Data records —
PR #17, opened 2020-03-25
Remove non staff meqs module

### LINKED ISSUE #16: Remove any MEQS tag not marked with security level staff

NeunEinser:
Resolves #16

### DIFF
--- a/build.gradle.kts
+++ b/build.gradle.kts
@@ -9,6 +9,7 @@ version = "1.0-SNAPSHOT"
 
 repositories {
     mavenCentral()
+    maven("https://maven.ihtsdotools.org/content/repositories/releases/")
 }
 
 val logBackVersion = "1.2.3"
@@ -26,7 +27,7 @@ dependencies {
     }
 
     implementation("com.uchuhimo", "konf", "0.22.1")
-    implementation("net.rcarz", "jira-client", "0.5")
+    implementation("net.rcarz", "jira-client", "0.6.3-IHTSDO")
     implementation("org.slf4j", "slf4j-api", "1.7.25")
     implementation("ch.qos.logback", "logback-classic", logBackVersion)
     implementation("ch.qos.logback", "logback-core", logBackVersion)
--- a/build.gradle.kts
+++ b/build.gradle.kts
@@ -9,7 +9,7 @@ version = "1.0-SNAPSHOT"
 
 repositories {
     mavenCentral()
-    maven("https://maven.ihtsdotools.org/content/repositories/releases/")
+    maven("https://jitpack.io")
 }
 
 val logBackVersion = "1.2.3"
@@ -27,7 +27,7 @@ dependencies {
     }
 
     implementation("com.uchuhimo", "konf", "0.22.1")
-    implementation("net.rcarz", "jira-client", "0.6.3-IHTSDO")
+    implementation("com.github.rcarz", "jira-client", "master-SNAPSHOT")
     implementation("org.slf4j", "slf4j-api", "1.7.25")
     implementation("ch.qos.logback", "logback-classic", logBackVersion)
     implementation("ch.qos.logback", "logback-core", logBackVersion)
--- a/build.gradle.kts
+++ b/build.gradle.kts
@@ -14,7 +14,7 @@ repositories {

Your instructions — Each line of the entries above that contains "ihtsdotools" must be copied into the answer.

Exercise result —
+    maven("https://maven.ihtsdotools.org/content/repositories/releases/")
-    maven("https://maven.ihtsdotools.org/content/repositories/releases/")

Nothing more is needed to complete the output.